Jyoti Punwani  · Today · 08:30 am

Had Narasimha Rao had the guts, he would have acknowledged publicly in
July 1994 that the only educated member of the infamous Memon family
of Mahim had decided to return and help the government with evidence
of Pakistan’s hand in the March 12, 1993, bomb blasts in Mumbai. The
prime minister would not have cared about the howls of indignation
that would have emanated from the Bharatiya Janata Party-led
Opposition and from the families of the 257 people who died in the
blasts. Yakub Memon and his family would have been arrested, but their
bail petitions would not have been contested by the Central Bureau of
Investigation – an understanding reportedly given to Yakub Memon’s
first lawyer Shyam Keswani.

Had President Pranab Mukherjee had the guts, he would have accepted
Yakub Memon’s second mercy petition – the only one filed by him (the
first had been filed by his brother). The president had enough grounds
to do so, both legal and ethical, spelled out in the letter written to
him last week by a galaxy of retired judges, including some from the
Supreme Court, eminent lawyers, artists and academics.

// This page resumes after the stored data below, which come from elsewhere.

PR #288, opened 2024-01-23
Use raw strings in preproc.py

ryandesign:
When Python 3.12 is used to build magic, these warnings appear:

```
magic/../scripts/preproc.py:62: SyntaxWarning: invalid escape sequence '\('
  defrex = re.compile('defined[ \t]*\(([^\)]+)\)')
magic/../scripts/preproc.py:63: SyntaxWarning: invalid escape sequence '\|'
  orrex = re.compile('(.+)\|\|(.+)')
magic/../scripts/preproc.py:65: SyntaxWarning: invalid escape sequence '\|'
  notrex = re.compile('!([^&\|]+)')
magic/../scripts/preproc.py:66: SyntaxWarning: invalid escape sequence '\('
  parenrex = re.compile('\(([^\)]+)\)')
magic/../scripts/preproc.py:170: SyntaxWarning: invalid escape sequence '\('
  paramrex = re.compile('^([^\(]+)\(([^\)]+)\)')
magic/../scripts/preproc.py:180: SyntaxWarning: invalid escape sequence '\*'
  ccstartrex = re.compile('/\*')                # C-style comment start
magic/../scripts/preproc.py:181: SyntaxWarning: invalid escape sequence '\*'
  ccendrex = re.compile('\*/')          # C-style comment end
magic/../scripts/preproc.py:417: SyntaxWarning: invalid escape sequence '\('
  pcondition = condition + '\('
magic/../scripts/preproc.py:420: SyntaxWarning: invalid escape sequence '\)'
  pcondition += '(.*)\)'
magic/../scripts/preproc.py:426: SyntaxWarning: invalid escape sequence '\g'
  pvalue = pvalue.replace(param, '\g<' + str(idx) + '>')
```

I've fixed it by using raw strings. See https://docs.python.org/3/library/re.html:

> The solution is to use Python’s raw string notation for regular expression patterns; backslashes are not handled in any special way in a string literal prefixed with `'r'`. So `r"\n"` is a two-character string containing `'\'` and `'n'`, while `"\n"` is a one-character string containing a newline. Usually patterns will be expressed in Python code using this raw string notation.

I've run the build four times: with Python 3.11 (with and without my patch) and Python 3.12 (with and without my patch). The output of preproc.py (proto.magicrc) is identical in all four runs, but with my patch Python 3.12 no longer produces warnings. And presumably in some future version of Python the warning will become an error.

### DIFF
--- a/scripts/preproc.py
+++ b/scripts/preproc.py
@@ -59,13 +59,13 @@ import sys
 
 def solve_statement(condition):
 
-    defrex = re.compile('defined[ \t]*\(([^\)]+)\)')
-    orrex = re.compile('(.+)\|\|(.+)')
-    andrex = re.compile('(.+)&&(.+)')
-    notrex = re.compile('!([^&\|]+)')
-    parenrex = re.compile('\(([^\)]+)\)')
-    leadspacerex = re.compile('^[ \t]+(.*)')
-    endspacerex = re.compile('(.*)[ \t]+$')
+    defrex = re.compile(r'defined[ \t]*\(([^\)]+)\)')
+    orrex = re.compile(r'(.+)\|\|(.+)')
+    andrex = re.compile(r'(.+)&&(.+)')
+    notrex = re.compile(r'!([^&\|]+)')
+    parenrex = re.compile(r'\(([^\)]+)\)')
+    leadspacerex = re.compile(r'^[ \t]+(.*)')
+    endspacerex = re.compile(r'(.*)[ \t]+$')
 
     matchfound = True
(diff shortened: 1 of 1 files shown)


RTimothyEdwards (approved):
It's very disappointing to think that the Python developers would just redefine the operation of a core language feature that would make it backwardly-incompatible with uncountable numbers of existing scripts.  But thanks for the patch!

RTimothyEdwards:
Pulled and merged into version 8.3.460 on opencircuitdesign.com.

PR #296, opened 2024-03-28
Fix select more|less processing

### LINKED ISSUE #295: select more cell <instance> does not work.
magic version 8.3.465

Opening a hierarchical layout and executing `cellname childinst` will give a list of use instance names.

`select cell <instance_name>` will select one cell, but `select more cell <instance_name>` gives the following error
```
Couldn't find a cell use named "at"
```

This is caused by the argument count being decremented (for example, after processing `more` or `less`), but not accounted for when adding a coordinate value.
For example, in `commands/CmdRS.c` `tx_argc` is decremented here
```
        if (!strncmp(cmd->tx_argv[1], "more", arg1len))
        {
            more = TRUE;
            less = FALSE;
            optionArgs = &cmd->tx_argv[2];
            cmd->tx_argc--;
        }
```
but when coordinates added to original command array, since `tx_argc` hasa been decremented, the last value will be overwritten with `at`.
```
            {
                char *aptr;
                int i;

                window = CmdGetRootPoint((Point *) NULL, &scx.scx_area);

                /* Recast command with "at x y" at the end for logging */
                for (i = 0; i < cmd->tx_argc; i++)
                {
                    aptr = cmd->tx_argv[i] + strlen(cmd->tx_argv[i]);
                    *aptr = ' ';
                }
                sprintf(aptr + 1, "at %di %di", scx.scx_area.r_xbot,
                                scx.scx_area.r_ybot);
                TxRebuildCommand(cmd);

            }
```
Pull request will be posted shortly.

d-m-bailey:
Fixes #295 

However, I feel that this is a bad patch to a poor implementation.

### DIFF
--- a/commands/CmdRS.c
+++ b/commands/CmdRS.c
@@ -859,6 +859,7 @@ CmdSelect(w, cmd)
     char *tclstr;
     Tcl_Obj *lobj;
 #endif
+    int original_cmd_length = cmd->tx_argc;
 
 /* How close two clicks must be to be considered the same point: */
 
@@ -1317,7 +1318,8 @@ Okay:
 	        window = CmdGetRootPoint((Point *) NULL, &scx.scx_area);
 
 		/* Recast command with "at x y" at the end for logging */
-		for (i = 0; i < cmd->tx_argc; i++)
+		int argc_adjustment = original_cmd_length - cmd->tx_argc; // need to restore argc adjustments;
+		for (i = 0; i < original_cmd_length; i++)
 		{
 		    aptr = cmd->tx_argv[i] + strlen(cmd->tx_argv[i]);
 		    *aptr = ' ';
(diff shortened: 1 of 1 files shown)


d-m-bailey:
There may be a better solution. Don't merge this just yet.

d-m-bailey:
@RTimothyEdwards Instead of modifying `tx_argc`, I was considering using a `pstart` variable like in `commands/CmdFI.c` to keep track of the first relevant parameter. However, `tx_argc` is used in many places.
In other `commands/Cmd*.c` programs, `locargc` is used.

The solution in this merge is a kludge, but it may be a minimal change. 

Could you please decide what to do?

RTimothyEdwards:
I just pushed what I think is the right solution to this issue.  The CmdSelect() code was messing with the number of arguments directly instead of keeping a separate count of non-qualifier arguments.  My correction appears to solve the issue with "select more cell" and "select less cell" without breaking anything else, and the code is cleaner.

d-m-bailey:
@RTimothyEdwards as always, thanks for looking into this. I'll test it once it's on the public repo.

RTimothyEdwards:
I have not had any issues since the fix, so I will close this now.

PR #314, opened 2024-06-04
3 x crash fix and 1 x read uninitialized fix

dlmiles:
The `findUse()` probably wants a better review to confirm the UNDO operation left in place is enough, in particular DBundo.c:812

### DIFF
--- a/calma/CalmaWrite.c
+++ b/calma/CalmaWrite.c
@@ -1440,7 +1440,7 @@ calmaOutFunc(def, f, cliprect)
 		numports++;
 	    }
 	}
-	if (newll != NULL)
+	if (ll != NULL)
 	{
 	    /* Turn linked list into an array, then run qsort on it	*/
 	    /* to sort by port number.					*/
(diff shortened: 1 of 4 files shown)


dlmiles (commented):
Maybe the real fix this should be `if (ll != NULL)`  ???   camlaWrite.c:1443

dlmiles:
I took my own suggestion after review in comment https://github.com/RTimothyEdwards/magic/pull/314#pullrequestreview-2096688410 

Also looking at the lef/lefWrite.c there was another nearby site which looks like it could trigger the same problem, so I put in the same if() guard.  I can also see the same check exists already around line 1560.

There is one more site around line 1723 that is unclear if there is a risk there also.

RTimothyEdwards (approved):
All of this looks good to me.
I do wish you would put a space after "if", though . . . "if(x)" is not a function call.

RTimothyEdwards:
Pulled and merged.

Had the Supreme Court taken the advice of one of its own former
judges, Justice HS Bedi, it could have sent the death warrant back for
a fresh look or looked at the new evidence itself, given the
revelations being made over the last week. After all, it wasn’t some
rookie activist lawyer giving the advice – it was a judge who had
himself handed out a death sentence.

A 'travesty of justice'

But all of this could have happened only if those with the power to
show mercy, considered Yakub Memon worthy of it. Imagine a man coming
back full of hope and faith in his country, a man who risked his life
to gather proof against his own brother and the powerful Inter
Services Intelligence, a man who convinced his family to come back
too. Now imagine all of them thrown behind bars, rapidly
disintegrating. Yet, that man never lost faith. "The investigating
agencies have complete knowledge about me,’’ he wrote to the Chief
Justice in 1994.  "I am a good citizen of this country. I have tried
to help the government in whatever manner I could. In fact, when this
case will come to its logical end and the truth will unravel,
everybody will come to know about my humble effort and sacrifice. If
my story is known, I’m convinced the court will set me free."

Yakub Memon’s daughter, whom he wanted to be brought up as Indian, and
with whom he could never spend even a year, says he never stopped
telling her that he would come home. Political activist Arun Ferreira,
who was in Nagpur Jail, told Scroll.in that Yakub Memon would never
join any protest because he didn’t want anything to spoil his spotless
record and come in the way of his freedom.

Former Supreme Court judge Markandeya Katju has called Memon’s
conviction a "travesty of justice’’. If his conviction can’t be undone
– Justice Bedi felt it could – doesn’t this man at least deserve
mercy? Or is the baying for his blood too much to risk ignoring? By
ruling parties, maybe. But by the courts?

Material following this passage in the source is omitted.